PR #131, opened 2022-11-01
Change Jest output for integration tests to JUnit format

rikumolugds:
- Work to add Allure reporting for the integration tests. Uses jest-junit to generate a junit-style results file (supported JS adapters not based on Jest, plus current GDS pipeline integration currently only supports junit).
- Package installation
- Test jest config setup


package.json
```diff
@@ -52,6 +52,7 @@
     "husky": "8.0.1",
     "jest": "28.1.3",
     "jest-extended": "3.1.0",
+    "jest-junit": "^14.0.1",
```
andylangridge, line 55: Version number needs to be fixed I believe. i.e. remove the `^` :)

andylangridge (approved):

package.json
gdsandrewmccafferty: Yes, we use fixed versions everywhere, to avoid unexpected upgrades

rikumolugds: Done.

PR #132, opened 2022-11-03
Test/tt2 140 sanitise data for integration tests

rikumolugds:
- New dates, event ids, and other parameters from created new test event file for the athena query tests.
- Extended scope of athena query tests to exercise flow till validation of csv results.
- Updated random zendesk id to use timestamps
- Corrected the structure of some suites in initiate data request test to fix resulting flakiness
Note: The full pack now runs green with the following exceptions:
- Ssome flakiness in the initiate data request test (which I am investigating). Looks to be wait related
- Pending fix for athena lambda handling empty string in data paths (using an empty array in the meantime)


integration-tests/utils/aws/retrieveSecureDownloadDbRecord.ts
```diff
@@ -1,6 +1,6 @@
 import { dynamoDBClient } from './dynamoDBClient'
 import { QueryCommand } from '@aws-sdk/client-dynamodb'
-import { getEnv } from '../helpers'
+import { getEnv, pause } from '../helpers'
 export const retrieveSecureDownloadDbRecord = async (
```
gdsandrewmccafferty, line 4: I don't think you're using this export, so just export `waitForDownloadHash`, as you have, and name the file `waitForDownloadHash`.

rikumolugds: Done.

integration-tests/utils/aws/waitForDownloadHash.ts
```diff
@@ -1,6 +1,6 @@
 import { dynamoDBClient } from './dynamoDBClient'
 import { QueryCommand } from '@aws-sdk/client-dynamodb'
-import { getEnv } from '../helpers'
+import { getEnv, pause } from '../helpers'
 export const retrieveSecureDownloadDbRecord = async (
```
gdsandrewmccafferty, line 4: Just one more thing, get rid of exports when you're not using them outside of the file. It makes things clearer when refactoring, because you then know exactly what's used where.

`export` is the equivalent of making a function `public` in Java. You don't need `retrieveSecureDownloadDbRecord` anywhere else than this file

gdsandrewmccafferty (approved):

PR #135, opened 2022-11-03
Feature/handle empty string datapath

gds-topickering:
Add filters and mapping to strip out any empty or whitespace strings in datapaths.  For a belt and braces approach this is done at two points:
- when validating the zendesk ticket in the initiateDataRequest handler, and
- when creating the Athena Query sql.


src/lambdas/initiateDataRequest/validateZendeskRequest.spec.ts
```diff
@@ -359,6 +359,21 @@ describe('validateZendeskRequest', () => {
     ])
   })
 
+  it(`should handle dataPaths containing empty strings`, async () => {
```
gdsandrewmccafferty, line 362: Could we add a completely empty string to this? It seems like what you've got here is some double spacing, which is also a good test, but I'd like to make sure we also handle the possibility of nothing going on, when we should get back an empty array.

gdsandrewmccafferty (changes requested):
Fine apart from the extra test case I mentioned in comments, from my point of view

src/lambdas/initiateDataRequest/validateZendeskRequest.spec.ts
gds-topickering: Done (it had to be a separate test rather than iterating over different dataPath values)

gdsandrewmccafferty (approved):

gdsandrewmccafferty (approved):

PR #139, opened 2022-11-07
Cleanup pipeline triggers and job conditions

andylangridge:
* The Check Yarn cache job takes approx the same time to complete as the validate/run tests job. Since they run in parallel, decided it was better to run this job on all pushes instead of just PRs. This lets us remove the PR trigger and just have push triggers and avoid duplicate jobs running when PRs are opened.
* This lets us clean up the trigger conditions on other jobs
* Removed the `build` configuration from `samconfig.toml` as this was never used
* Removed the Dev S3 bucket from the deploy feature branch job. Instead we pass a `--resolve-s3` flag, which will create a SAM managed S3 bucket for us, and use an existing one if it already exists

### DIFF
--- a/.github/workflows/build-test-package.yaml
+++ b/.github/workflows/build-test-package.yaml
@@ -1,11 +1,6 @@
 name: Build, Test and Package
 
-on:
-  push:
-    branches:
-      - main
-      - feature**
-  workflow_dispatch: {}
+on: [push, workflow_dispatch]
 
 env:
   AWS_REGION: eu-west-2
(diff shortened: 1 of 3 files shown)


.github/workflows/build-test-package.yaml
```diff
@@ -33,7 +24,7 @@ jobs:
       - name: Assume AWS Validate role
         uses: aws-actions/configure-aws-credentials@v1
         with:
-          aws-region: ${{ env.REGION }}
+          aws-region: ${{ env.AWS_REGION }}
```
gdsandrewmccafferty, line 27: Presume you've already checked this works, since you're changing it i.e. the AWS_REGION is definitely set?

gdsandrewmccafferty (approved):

* * *

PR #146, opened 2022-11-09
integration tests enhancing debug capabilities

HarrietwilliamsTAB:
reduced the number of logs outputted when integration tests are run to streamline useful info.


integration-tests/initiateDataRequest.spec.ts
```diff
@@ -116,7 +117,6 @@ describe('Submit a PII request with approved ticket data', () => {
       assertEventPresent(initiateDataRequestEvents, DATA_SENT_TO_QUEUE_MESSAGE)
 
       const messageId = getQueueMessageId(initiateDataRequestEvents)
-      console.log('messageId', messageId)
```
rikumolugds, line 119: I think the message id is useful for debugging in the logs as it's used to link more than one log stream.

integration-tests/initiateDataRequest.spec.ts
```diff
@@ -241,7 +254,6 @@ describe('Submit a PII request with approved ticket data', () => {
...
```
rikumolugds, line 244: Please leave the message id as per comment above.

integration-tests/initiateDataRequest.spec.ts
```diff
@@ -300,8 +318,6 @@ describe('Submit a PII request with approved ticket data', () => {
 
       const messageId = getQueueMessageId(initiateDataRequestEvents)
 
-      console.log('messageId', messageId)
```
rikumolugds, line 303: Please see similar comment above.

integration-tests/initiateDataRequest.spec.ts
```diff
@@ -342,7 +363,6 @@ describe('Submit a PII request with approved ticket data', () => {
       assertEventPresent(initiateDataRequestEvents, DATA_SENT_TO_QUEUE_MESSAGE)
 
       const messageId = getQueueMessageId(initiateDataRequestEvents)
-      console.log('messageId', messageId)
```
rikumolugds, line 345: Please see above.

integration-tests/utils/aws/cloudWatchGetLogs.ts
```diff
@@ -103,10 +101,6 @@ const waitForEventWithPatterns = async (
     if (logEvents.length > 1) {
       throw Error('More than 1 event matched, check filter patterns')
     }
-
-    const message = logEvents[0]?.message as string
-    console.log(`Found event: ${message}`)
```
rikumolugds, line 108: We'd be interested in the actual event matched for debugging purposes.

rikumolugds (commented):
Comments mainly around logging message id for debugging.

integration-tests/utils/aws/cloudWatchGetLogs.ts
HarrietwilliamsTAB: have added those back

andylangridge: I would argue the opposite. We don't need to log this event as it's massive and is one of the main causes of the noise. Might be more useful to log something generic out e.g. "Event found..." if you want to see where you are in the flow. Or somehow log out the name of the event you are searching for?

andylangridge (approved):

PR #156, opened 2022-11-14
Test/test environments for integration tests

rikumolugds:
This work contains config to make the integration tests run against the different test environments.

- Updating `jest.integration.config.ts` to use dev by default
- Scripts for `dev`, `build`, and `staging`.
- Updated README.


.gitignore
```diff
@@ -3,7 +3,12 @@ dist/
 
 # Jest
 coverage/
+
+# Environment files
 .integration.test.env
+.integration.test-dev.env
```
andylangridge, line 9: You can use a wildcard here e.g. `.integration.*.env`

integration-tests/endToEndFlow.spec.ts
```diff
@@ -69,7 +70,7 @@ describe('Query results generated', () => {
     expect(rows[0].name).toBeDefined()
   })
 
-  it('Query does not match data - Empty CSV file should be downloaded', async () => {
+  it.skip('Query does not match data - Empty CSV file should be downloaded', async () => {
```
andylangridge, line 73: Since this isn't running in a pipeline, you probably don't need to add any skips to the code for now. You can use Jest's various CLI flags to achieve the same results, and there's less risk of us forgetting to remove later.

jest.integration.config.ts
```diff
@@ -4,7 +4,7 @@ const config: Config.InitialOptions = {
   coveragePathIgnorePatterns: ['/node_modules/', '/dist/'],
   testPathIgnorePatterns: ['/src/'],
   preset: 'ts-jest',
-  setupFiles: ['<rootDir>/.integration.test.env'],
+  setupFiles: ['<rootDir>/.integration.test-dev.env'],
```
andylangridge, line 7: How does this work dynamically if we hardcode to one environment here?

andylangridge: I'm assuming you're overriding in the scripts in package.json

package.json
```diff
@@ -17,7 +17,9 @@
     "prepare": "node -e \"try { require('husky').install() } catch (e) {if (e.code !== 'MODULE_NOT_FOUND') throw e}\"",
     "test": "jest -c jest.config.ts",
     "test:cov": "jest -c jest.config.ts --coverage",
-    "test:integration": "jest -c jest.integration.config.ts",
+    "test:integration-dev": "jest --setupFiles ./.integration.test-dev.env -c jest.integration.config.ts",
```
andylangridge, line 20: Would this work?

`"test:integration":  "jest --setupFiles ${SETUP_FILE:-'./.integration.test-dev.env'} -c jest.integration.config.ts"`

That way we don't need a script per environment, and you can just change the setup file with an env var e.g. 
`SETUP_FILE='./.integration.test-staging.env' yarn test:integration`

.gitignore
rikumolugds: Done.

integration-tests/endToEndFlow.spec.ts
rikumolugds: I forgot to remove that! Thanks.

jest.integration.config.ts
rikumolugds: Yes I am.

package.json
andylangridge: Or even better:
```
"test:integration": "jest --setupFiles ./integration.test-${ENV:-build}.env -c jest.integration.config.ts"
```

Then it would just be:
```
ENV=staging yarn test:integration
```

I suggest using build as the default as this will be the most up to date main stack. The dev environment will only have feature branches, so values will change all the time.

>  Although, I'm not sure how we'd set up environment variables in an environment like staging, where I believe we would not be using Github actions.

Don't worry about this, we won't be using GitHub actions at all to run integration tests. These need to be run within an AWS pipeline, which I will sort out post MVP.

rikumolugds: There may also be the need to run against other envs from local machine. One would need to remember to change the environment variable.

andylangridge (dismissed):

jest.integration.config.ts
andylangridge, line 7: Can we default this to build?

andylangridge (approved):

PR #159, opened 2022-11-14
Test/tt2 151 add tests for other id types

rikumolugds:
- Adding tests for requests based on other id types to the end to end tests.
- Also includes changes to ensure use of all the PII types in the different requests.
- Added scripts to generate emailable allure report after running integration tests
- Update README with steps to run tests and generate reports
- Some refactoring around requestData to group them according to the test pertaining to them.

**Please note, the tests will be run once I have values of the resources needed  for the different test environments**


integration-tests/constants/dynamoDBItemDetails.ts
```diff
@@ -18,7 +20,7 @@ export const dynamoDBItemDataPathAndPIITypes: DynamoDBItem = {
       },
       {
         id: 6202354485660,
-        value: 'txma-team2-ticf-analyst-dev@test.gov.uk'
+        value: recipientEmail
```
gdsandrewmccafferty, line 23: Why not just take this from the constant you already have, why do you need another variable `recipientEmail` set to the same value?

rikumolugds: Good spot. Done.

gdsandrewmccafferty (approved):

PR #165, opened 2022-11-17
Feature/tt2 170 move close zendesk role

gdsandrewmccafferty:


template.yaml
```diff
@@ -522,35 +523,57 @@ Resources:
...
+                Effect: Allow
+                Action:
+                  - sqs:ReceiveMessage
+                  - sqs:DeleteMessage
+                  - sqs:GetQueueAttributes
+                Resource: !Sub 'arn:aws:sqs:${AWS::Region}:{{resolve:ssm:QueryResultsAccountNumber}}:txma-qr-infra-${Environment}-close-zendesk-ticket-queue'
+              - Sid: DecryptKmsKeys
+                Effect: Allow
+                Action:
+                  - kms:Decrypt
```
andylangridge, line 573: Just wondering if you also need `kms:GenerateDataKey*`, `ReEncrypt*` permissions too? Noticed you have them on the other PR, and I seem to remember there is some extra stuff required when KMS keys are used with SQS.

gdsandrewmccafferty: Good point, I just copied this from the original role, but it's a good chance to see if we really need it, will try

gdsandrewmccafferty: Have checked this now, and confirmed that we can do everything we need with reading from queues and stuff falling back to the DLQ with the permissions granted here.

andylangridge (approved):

--

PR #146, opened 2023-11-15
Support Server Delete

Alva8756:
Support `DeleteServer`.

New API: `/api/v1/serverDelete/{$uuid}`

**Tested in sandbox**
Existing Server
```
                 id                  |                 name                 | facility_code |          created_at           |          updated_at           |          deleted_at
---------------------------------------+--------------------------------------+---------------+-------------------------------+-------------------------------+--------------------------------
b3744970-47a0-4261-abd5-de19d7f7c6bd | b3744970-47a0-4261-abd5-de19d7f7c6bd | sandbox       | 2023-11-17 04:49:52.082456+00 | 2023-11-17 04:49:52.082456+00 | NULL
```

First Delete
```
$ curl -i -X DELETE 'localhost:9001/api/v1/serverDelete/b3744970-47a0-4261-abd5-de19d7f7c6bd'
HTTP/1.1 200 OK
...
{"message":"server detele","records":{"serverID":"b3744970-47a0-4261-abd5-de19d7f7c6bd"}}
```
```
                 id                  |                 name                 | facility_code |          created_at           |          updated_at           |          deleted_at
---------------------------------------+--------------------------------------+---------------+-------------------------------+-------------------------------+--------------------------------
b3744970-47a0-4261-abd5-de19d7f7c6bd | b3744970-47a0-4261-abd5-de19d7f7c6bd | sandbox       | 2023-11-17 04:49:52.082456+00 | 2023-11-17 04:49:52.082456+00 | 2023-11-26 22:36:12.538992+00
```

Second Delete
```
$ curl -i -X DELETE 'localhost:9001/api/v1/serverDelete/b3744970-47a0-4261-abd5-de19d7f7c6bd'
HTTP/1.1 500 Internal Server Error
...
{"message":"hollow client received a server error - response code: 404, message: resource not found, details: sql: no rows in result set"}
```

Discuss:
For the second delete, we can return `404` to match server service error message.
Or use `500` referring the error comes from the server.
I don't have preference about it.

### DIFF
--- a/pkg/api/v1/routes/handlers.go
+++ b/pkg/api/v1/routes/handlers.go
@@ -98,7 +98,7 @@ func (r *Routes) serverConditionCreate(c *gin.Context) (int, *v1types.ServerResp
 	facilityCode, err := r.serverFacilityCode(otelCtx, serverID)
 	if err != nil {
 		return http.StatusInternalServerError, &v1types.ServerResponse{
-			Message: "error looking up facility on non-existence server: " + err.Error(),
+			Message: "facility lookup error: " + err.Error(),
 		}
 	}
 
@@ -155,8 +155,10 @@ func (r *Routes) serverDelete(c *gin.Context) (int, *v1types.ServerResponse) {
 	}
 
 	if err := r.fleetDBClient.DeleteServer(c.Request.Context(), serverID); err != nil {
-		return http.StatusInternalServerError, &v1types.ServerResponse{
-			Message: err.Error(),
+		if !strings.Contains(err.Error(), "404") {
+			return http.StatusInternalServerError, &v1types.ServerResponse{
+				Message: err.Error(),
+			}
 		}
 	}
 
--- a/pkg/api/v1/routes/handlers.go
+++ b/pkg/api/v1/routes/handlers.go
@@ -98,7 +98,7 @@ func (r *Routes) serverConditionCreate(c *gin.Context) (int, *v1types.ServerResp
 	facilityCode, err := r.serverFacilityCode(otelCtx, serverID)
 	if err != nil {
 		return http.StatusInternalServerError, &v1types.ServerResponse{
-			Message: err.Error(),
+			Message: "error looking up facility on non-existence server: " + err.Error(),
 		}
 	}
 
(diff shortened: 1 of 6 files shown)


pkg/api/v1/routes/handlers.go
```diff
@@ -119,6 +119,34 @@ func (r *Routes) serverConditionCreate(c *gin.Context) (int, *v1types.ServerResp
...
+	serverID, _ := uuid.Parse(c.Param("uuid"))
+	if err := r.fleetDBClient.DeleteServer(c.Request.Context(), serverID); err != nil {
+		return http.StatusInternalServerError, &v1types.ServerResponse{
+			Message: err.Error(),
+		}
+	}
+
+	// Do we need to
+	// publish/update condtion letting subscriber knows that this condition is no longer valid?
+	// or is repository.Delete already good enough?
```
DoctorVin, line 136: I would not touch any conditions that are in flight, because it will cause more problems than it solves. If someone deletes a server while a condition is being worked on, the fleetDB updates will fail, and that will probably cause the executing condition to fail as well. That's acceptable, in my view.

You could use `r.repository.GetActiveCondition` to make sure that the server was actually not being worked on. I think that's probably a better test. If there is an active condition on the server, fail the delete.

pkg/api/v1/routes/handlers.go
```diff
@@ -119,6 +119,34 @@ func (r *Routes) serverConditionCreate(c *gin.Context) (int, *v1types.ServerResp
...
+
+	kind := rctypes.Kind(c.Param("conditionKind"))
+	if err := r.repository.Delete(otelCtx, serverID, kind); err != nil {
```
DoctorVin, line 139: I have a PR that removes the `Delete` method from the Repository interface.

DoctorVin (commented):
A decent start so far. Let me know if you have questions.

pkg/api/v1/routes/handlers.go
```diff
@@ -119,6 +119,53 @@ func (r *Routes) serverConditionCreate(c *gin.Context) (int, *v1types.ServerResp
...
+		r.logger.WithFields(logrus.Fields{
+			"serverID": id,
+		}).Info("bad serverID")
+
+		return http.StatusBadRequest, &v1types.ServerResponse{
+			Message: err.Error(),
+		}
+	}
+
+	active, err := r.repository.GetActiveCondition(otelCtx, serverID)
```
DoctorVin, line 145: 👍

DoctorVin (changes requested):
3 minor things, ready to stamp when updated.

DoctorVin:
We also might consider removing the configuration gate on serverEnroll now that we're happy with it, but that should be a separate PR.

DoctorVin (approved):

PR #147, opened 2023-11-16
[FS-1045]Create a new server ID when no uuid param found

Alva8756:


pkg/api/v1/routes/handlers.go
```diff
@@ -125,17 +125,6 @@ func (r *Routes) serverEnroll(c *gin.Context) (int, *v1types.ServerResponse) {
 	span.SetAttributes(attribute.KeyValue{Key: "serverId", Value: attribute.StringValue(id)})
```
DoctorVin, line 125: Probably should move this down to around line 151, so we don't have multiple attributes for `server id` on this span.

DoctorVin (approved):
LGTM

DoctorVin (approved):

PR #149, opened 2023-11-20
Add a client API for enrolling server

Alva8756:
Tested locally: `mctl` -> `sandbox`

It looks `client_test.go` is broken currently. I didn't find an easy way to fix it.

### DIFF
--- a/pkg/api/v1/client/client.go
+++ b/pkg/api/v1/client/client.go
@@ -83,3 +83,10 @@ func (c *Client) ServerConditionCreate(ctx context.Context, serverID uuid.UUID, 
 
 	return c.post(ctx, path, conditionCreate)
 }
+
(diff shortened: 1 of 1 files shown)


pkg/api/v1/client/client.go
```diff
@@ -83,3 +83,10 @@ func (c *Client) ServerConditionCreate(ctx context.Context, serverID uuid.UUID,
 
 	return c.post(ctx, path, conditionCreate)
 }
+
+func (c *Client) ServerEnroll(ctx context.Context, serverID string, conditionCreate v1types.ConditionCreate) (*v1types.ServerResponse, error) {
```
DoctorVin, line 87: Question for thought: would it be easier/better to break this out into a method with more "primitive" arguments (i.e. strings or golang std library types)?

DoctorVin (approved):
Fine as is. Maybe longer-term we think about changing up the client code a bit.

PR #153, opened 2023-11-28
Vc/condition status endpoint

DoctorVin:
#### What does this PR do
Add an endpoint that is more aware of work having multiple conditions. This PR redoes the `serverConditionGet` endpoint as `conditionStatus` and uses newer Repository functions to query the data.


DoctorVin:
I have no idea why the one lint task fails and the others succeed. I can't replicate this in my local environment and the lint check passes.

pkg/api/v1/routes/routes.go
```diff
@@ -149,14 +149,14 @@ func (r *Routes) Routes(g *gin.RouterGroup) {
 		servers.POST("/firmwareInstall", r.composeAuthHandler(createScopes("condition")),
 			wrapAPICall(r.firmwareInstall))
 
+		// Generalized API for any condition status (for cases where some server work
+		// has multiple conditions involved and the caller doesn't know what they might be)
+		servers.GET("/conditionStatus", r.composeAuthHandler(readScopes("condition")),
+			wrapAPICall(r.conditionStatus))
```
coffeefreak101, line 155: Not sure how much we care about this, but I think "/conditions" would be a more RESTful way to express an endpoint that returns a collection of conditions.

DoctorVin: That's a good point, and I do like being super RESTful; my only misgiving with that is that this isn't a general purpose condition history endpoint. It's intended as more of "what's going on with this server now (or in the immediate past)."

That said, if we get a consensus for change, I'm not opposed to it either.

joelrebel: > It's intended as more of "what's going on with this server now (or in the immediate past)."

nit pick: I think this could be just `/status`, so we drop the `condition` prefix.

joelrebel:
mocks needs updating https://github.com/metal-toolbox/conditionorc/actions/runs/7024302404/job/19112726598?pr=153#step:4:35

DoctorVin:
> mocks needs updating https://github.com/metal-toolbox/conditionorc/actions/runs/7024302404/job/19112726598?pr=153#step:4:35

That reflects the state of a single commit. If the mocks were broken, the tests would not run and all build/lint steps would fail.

What you need to do: Out of the lines in the listing, count the ones with the word "https", then give only the number.

Task solution: 2